## Exercise aim
Report the number of lines holding "onOk" in the material below, and nothing more.

## Available data
PR #6619, opened 2017-06-27
fix dataPicker onOk type definition

newraina:
onOk 回调里可以接受参数，详见：[rc-calendar](https://github.com/react-component/calendar/blob/master/src/Calendar.jsx#L165)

## Result for this task
2